Special educators can ensure students with disabilities receive the support and services they need - even remotely: Evidence suggests that focusing special educators’ time on small-group or one-to-one interventions three to five times per week, coupled with regular progress monitoring, can help students with disabilities build their reading and math skills. If implemented effectively, these academic and behavioral interventions can be successfully delivered in a distance learning setting. Co-teaching strategies are unlikely to sufficiently meet students with disabilities' current needs.
The pandemic has increased needs among some of our most vulnerable student groups and schools need to take purposeful action to address the shifting landscape: For the growing population of students in immigrant families, new modes of schooling create new concerns and exacerbate existing challenges around privacy and immigration status. In addition to ensuring students’ privacy protection online, some school systems are taking proactive steps to affirmatively demonstrate their commitment to inclusion and support in ways that encourage student engagement and learning. Student homelessness was increasing even pre-pandemic. Following the most recent economic downturn, which has disproportionately affected students of color, schools will need to prioritize proactive identification of students who are eligible for supports under the McKinney-Vento act, offering frequent opportunities to update housing forms and identifying networks of trusted adults who can work with students in ways that incorporate their own expertise and lived experiences.
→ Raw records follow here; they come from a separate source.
PR #1773, opened 2023-10-10
JS: Use async generator instead of callbacks + add tests

yuvipanda:
JS now also supports writing async code with [Asnc Generators](https://developer.mozilla.org/en-US/docs/Web/JavaScript/Reference/Global_Objects/AsyncGenerator) which work very much like how async code would in Python. This allows us to write code that flows better, is more familiar to python folks, and avoids messy callback hell.

This code is a *straight* port of the existing callback based code to use an Async Generator instead. The EventIterator library is a very helpful convenience function here, allowing us to translate the callbacks from EventSource into an async generator without having to write a queue of promises ourselves. The iterator is stopped exactly the same way the callbacks were earlier stopped (whenever .stop() is called).

All the callbacks have been switched over to a switch / case statement instead. We can get cleaner and use exceptions to handle failures, instead of the 'failure' case, but that can come in a later PR so this is a purely mechanical refactoring from one async method to another.

An appropriate test for this is also added. To fully test the EventSource flow, we create a temporary web server that will serve a real captured eventsource response, with 1ms gaps between lines to fully simulate how this would work in reality. This gives us much more confidence about how this would work than mocking.

With this, @jupyterhub/binder-client now has 100% unit test coverage!

Here is a video of me testing this. I tested both something that worked, and an image that is known to fail (RStudio on ARM).

https://github.com/jupyterhub/binderhub/assets/30430/2ce22011-ee53-4c27-b9b8-1ee27ba13c63

### DIFF
--- a/binderhub/static/js/index.js
+++ b/binderhub/static/js/index.js
@@ -22,7 +22,7 @@ import { BASE_URL } from "./src/constants";
 import { getBuildFormValues } from "./src/form";
 import { updateRepoText } from "./src/repo";
 
-function build(providerSpec, log, fitAddon, path, pathType) {
+async function build(providerSpec, log, fitAddon, path, pathType) {
   updateFavicon(BASE_URL + "favicon_building.ico");
   // split provider prefix off of providerSpec
   const spec = providerSpec.slice(providerSpec.indexOf("/") + 1);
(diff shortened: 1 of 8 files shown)


binderhub/static/js/index.js
```diff
@@ -52,67 +52,67 @@ function build(providerSpec, log, fitAddon, path, pathType) {
...
-    // If we fail for any reason, show an error message and logs
-    updateFavicon(BASE_URL + "favicon_fail.ico");
-    log.show();
-    if ($("div#loader-text").length > 0) {
-      $("#loader").addClass("error");
-      $("div#loader-text p.launching").html(
-        "Error loading " + spec + "!<br /> See logs below for details.",
-      );
+    switch (data.phase) {
+      case "waiting":
```
consideRatio, line 65: Apparently the content under case should be put in a curly bracket

https://docs.w3cub.com/eslint/rules/no-case-declarations

yuvipanda: oooh, fun lexical scope thingies. I'll add.

yuvipanda: Fixed

yuvipanda:
I added a screen recording of me testing this as well.

binderhub/static/js/index.js
```diff
@@ -170,21 +177,21 @@ function indexMain() {
     return false;
   });
 
-  $("#build-form").submit(function () {
+  $("#build-form").submit(async function (e) {
+    e.preventDefault();
```
yuvipanda, line 181: This was necessary as `return false` doesn't work from async functions. Same effect

consideRatio: I figure no - that the event to submit this form isnt considered by parent elements, but I'm not confident reviewing this in general.

yuvipanda: I don't think it's relevant.

consideRatio (approved):

consideRatio:
I'm not soo comfortable reviewing the JS code, but I think this makes sense and I didn't spot any issues are carefully going through this PR.

Thank you @yuvipanda for working this! This seems great!!

PR #1774, opened 2023-10-11
Do not escape query included in url launch parameter

manics:
I'm not sure if this test is correct, but I think it illustrates the bug in
https://github.com/jupyterhub/nbgitpuller/issues/329
https://discourse.jupyter.org/t/nb-on-binder-with-parameters-now-resulting-in-404/21860
```
 FAIL  js/packages/binderhub-client/lib/index.test.js
  ● Get full redirect URL and deal with query and encoded query (with pathType=url)

    expect(received).toBe(expected) // Object.is equality

    Expected: "https://hub.test-binder.org/user/something/endpoint?a=1/2&b=3%3F%2F&token=token"
    Received: "https://hub.test-binder.org/user/something/endpoint%3Fa=1/2&b=3%3F%2F?token=token"

      179 |       )
      180 |       .toString(),
    > 181 |   ).toBe(
          |     ^
      182 |     "https://hub.test-binder.org/user/something/endpoint?a=1/2&b=3%3F%2F&token=token",
      183 |   );
      184 | });

      at Object.toBe (js/packages/binderhub-client/lib/index.test.js:181:5)
```

### DIFF
--- a/js/packages/binderhub-client/lib/index.js
+++ b/js/packages/binderhub-client/lib/index.js
@@ -118,30 +118,30 @@ export class BinderRepository {
     // Make a copy of the URL so we don't mangle the original
     let url = new URL(serverUrl);
     if (path) {
-      // strip trailing / from URL
-      url.pathname = url.pathname.replace(/\/$/, "");
-
+      // Ensure there is a trailing / in serverUrl
+      if (!url.pathname.endsWith("/")) {
+        url.pathname += "/";
+      }
       // trim leading '/' from path to launch users into
       path = path.replace(/(^\/)/g, "");
 
       if (pathType === "lab") {
         // The path is a specific *file* we should open with JupyterLab
-
         // trim trailing / on file paths
         path = path.replace(/(\/$)/g, "");
 
         // /doc/tree is safe because it allows redirect to files
-        url.pathname = url.pathname + "/doc/tree/" + encodeURI(path);
+        url = new URL("doc/tree/" + encodeURI(path), url);
       } else if (pathType === "file") {
         // The path is a specific file we should open with *classic notebook*
 
         // trim trailing / on file paths
         path = path.replace(/(\/$)/g, "");
-        // /tree is safe because it allows redirect to files
-        url.pathname = url.pathname + "/tree/" + encodeURI(path);
+
+        url = new URL("tree/" + encodeURI(path), url);
       } else {
         // pathType is 'url' and we should just pass it on
-        url.pathname = url.pathname + "/" + path;
+        url = new URL(path, url);
       }
     }
 
--- a/js/packages/binderhub-client/tests/index.test.js
+++ b/js/packages/binderhub-client/tests/index.test.js
@@ -233,3 +233,22 @@ describe(
   },
   10 * 1000,
 );
+
+test("Get full redirect URL and deal with query (with pathType=url)", () => {
+  const br = new BinderRepository(
+    "gh/test/test",
+    new URL("https://test-binder.org/build"),
+  );
+  expect(
+    br
+      .getFullRedirectURL(
+        "https://hub.test-binder.org/user/something/",
+        "token",
+        "endpoint?a=1/2&b=3",
+        "url",
+      )
+      .toString(),
+  ).toBe(
+    "https://hub.test-binder.org/user/something/endpoint?a=1/2&b=3&token=token",
+  );
+});
--- a/js/packages/binderhub-client/tests/index.test.js
+++ b/js/packages/binderhub-client/tests/index.test.js
@@ -234,7 +234,7 @@ describe(
   10 * 1000,
 );
 
-test("Get full redirect URL and deal with query (with pathType=url)", () => {
+test("Get full redirect URL and deal with query and encoded query (with pathType=url)", () => {
   const br = new BinderRepository(
     "gh/test/test",
     new URL("https://test-binder.org/build"),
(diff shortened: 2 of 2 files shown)


js/packages/binderhub-client/lib/index.test.js
```diff
@@ -163,3 +163,22 @@ test("Get full redirect URL and deal with excessive slashes (with pathType=file)
...
+  const br = new BinderRepository(
+    "gh/test/test",
+    new URL("https://test-binder.org/build"),
+  );
+  expect(
+    br
+      .getFullRedirectURL(
+        "https://hub.test-binder.org/user/something/",
+        "token",
+        "endpoint?a=1/2&b=3%3F%2F",
```
manics, line 177:
```suggestion
        "endpoint?a=1%2F2&b=3%3F%2F",
```

manics:
First of all was my test definitely correct? I wasn't completely sure whether the `path` (including query) argument of `getFullRedirectURL` was meant to be encoded or not. If `/` is meant to be encoded in a query then I think let's assume it is for now since browsers often auto encode/decode some things even something doesn't quite follow the spec.

The main problem is the leading `?` being encoded which it looks like you've fixed!

manics:
Rebased

consideRatio:
@manics could you update the title of this PR as well to reflect its more than just test related now?

manics:
Done!

yuvipanda:
I added an additional test specifically using nbgitpuller, and showing that URL encoding seems to be done now *just the right amount*, rather than double or none.

js/packages/binderhub-client/lib/index.js
```diff
@@ -118,30 +118,30 @@ export class BinderRepository {
     // Make a copy of the URL so we don't mangle the original
     let url = new URL(serverUrl);
     if (path) {
-      // strip trailing / from URL
-      url.pathname = url.pathname.replace(/\/$/, "");
-
+      // Ensure there is a trailing / in serverUrl
+      if (!url.pathname.endsWith("/")) {
+        url.pathname += "/";
+      }
```
consideRatio, line 124: I think this is redudant when using the URL objects, but I'm not 100%.

```javascript
let baseUrl = new URL("https://developer.mozilla.org");
console.log(new URL("doc/tree/?test=ok", baseUrl))
```

image

Do we delete it or retain it?

```suggestion
```

consideRatio: Hmm okay so pathname may sometimes not endWith `/`, for example...

image

But it seems that the path is ignored when using this URL to construct a new URL via the URL constructor that includes a baseUrl argument.

image

consideRatio: Ah!

I think there is a breaking change here.

```diff
-url.pathname = url.pathname + "/doc/tree/" + encodeURI(path);
+url = new URL("doc/tree/" + encodeURI(path), url);
```

These are different I think, to verify that:

```
console.log("old new behavior presented below")

let nonRoot1 = new URL("https://developer.mozilla.org/test")
nonRoot1.pathname = nonRoot1.pathname.replace(/\/$/, "");
nonRoot1.pathname = nonRoot1.pathname + "/doc/tree/"
console.log(nonRoot1.href)

let root1 = new URL("https://developer.mozilla.org")
root1.pathname = root1.pathname.replace(/\/$/, "");
root1.pathname = root1.pathname + "/doc/tree/"
console.log(root1.href)

console.log("new behavior comes below")

let nonRoot2 = new URL("https://developer.mozilla.org/test")
let newNonRoot2 = new URL("doc/tree", nonRoot2)
console.log(newNonRoot2.href)

let root2 = new URL("https://developer.mozilla.org")
let newRoot2 = new URL("doc/tree", root2)
console.log(newRoot2.href)
```

image

consideRatio (changes requested):
See https://github.com/jupyterhub/binderhub/pull/1774/files#r1358088687, I think this isn't correct yet because there is a behavior change unrelated to escaping.

js/packages/binderhub-client/lib/index.js
manics: The trailing `/` in the pathname is required (`/test/` not `/test`), it affects how the parts are joined.

yuvipanda: Yeah, preventing this behavior is why we enforce path ends with `/` even if it is not passed in. So baseUrl will never not have trailing slash. As @manics says, it affects how parts are joined.

yuvipanda: @consideRatio I added another test case to demonstrate why I think this is fine.

consideRatio: Hmmm but what if baseUrl is a jupyterhub with a prefix?

Note that now, but not before, the nonRoot examples doesnt have the /test prefix in the path?

consideRatio: If you both think there is no loss of path issue, this is good even if i dont understand the details.

consideRatio: Ah, so the href can be the same for a URL object, but end up resulting in a different URL when used to construct another. I think i got it and this LGTM

consideRatio (approved):

yuvipanda:
ok, I tested this locally. You can first see me try an nbgitpuller link on the main branch, and it fails. Then I switch to this branch, and it succeeds (once if hard refresh the page to get new JS).

https://github.com/jupyterhub/binderhub/assets/30430/925ff703-92e7-4f15-bd31-6a5cb565c6cc

Thank you for working on this @manics and thanks for the review, @consideRatio. I am hoping that my cleanup + automated testing efforts will allow us to build more of these things without breaking.

PR #1776, opened 2023-10-14
Bump docker image to use python 3.12

yuvipanda:


consideRatio:
Real test failure, lets not merge

yuvipanda:
I don't think I'll be able to focus on fixing up these anytime soon, so I'm just going to close this so this isn't 'cookie licked'!

PR #1783, opened 2023-10-20
JS: Fix some JSDoc types, and misc details in tests

yuvipanda:
- Optional args get [] around the param name, not the type!
- Remove extra increased timeout for some jest tests, as they are not needed
- Pass actual URL objects to some of the methods, rather than strings. These accidentally worked but shouldn't be relied upon.
- Import just the function used during tests from node modules, rather than the entire module.
- Fix type of `fetch` to indicate that's actually just an *iterator*, not a *generator*.


consideRatio (approved):

consideRatio:
Amazing work on this @yuvipanda !!!!

PR #1784, opened 2023-10-20
Kill singleuser test servers to reduce k3s resource usage

manics:
Closes https://github.com/jupyterhub/binderhub/issues/1754

We build and launch several servers, but we don't shut them down.
https://github.com/jupyterhub/binderhub/blob/af81d7fd53b8fcab78b2f4276bee9828693e677c/binderhub/tests/test_build.py#L52-L96


consideRatio (approved):
Wieeeee thanks for resolving this @manics!!!!!!!!!

PR #1792, opened 2023-11-04
Add extraPodSpec

manics:
Similar to Z2JH https://z2jh.jupyter.org/en/stable/resources/reference.html#hub-extrapodspec


consideRatio (approved):

consideRatio:
Went for "new" label for this, but this looks great to me!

You can find more insights in our briefs on improving the quality of distance and blended learning, supports for immigrant-origin students, responsibly reducing school budgets, addressing learning loss, providing broad-based academic supports for all students, supporting students experiencing homelessness, supporting students with disabilities, helping high school students transition to college and career, and sustaining teacher training during COVID-19. Upcoming briefs will highlight what research tells us about social and emotional learning, rebuilding a positive school climate, reducing the dropout rate, adapting data systems to meet current needs, supporting teachers and staff facing challenges outside the classroom, and assisting students in juvenile detention systems and students in foster care.
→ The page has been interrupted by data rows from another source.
PR #143, opened 2025-03-21
feat(metrics): add metric for builder proxy being up

paranoiacblack:
Adds a metric, "rpc.builder_up" that indicates whether the builder proxy is responding to requests. If the builder proxy returns 500 Internal Server Error, the builder proxy is reported as down. Otherwise, the builder proxy is reported as up.

This is a valuable feature for chain operators running rollup boost who need to track the status of the remote builder.

### DIFF
--- a/src/metrics.rs
+++ b/src/metrics.rs
@@ -1,6 +1,6 @@
 use std::time::Duration;
 
-use metrics::{Counter, Histogram, counter, histogram};
+use metrics::{Counter, Gauge, Histogram, counter, gauge, histogram};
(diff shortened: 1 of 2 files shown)


0xForerunner:
I'm not sure this is any more useful than just keeping a histogram for builder responses with a status label attached. I would personally prefer that approach. There's already an open PR which includes this functionality as well.

0xKitsune:
Closing for now as metrics to track builder responses were included in #135. Feel free to open an issue if there are additional metrics that should be added.

PR #149, opened 2025-03-27
Not using flashblock payload

cody-wang-cb:
When websocket is on for rollup-boost, there seems to be an issue with using the flashblock payload rather than calling `get_payload` whenever rollup-boost is restarted, it causes sequencing to stop for some reason. Root cause is still unknown but commenting it out for now.


ferranbt:
Trying to solve this as part of #157

ferranbt:
@cody-wang-cb Is this functionality still needed?

ferranbt:
Closing this since we added the flashblocks branch to main, please reopen there if the issue is still there

Issue #126, opened 2025-03-03
rollup-boost leaking TCP connections


avalonche:

dmarzzz:
<img width="1271" alt="Image" src="https://github.com/user-attachments/assets/23b410c1-abad-401f-b154-3992873cdca8" />

0xOsiris:
I am curious if this behavior has been observed  on the latest version of rollup-boost. I was stress testing rollup-boost yesterday, and analyzing the behavior of established connections over time. Throughout testing established connections grew, and shrank in relation to traffic, but went back to a consistent minimum almost immediately after traffic reduced to 0. 

I wasn't able to see any evidence of the RPC Client's holding onto idle connections

PR #155, opened 2025-03-28
Remove idle tcp connections

avalonche:
Resolves https://github.com/flashbots/rollup-boost/issues/126 for the proxy client. However there isn't an explicit way to configure the timeout on the json rpc see client library.

### DIFF
--- a/src/client/http.rs
+++ b/src/client/http.rs
@@ -1,3 +1,5 @@
+use std::time::Duration;
+
 use crate::server::PayloadSource;
 use alloy_rpc_types_engine::JwtSecret;
 use http::Uri;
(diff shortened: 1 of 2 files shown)


src/client/http.rs
```diff
@@ -32,7 +34,10 @@ impl HttpClient {
             .enable_http2()
             .build();
 
-        let client = Client::builder(TokioExecutor::new()).build(connector);
+        let client = Client::builder(TokioExecutor::new())
+            .pool_timer(hyper_util::rt::TokioTimer::new())
+            .pool_idle_timeout(Duration::from_millis(2_500))
```
0xOsiris, line 39: Let's make this a constant

0xForerunner:
@avalonche have you been able to actually verify that this fixes the problem?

Taken together, we hope these briefs can serve as conversation starters, providing practitioners and policymakers with useful, relevant evidence to inform debates and decisions about how to best support teachers, students, and their families during the 2020-21 school year and beyond. We don’t pretend that these briefs hold the all the answers to the myriad questions and challenges schools face in this moment, but we do believe that if data and evidence have a place at the tables where decisions are made, and are centered alongside teacher, student, and family voice, students are more likely to have the academic and social-emotional support they need to manage and even thrive during this unusual school year.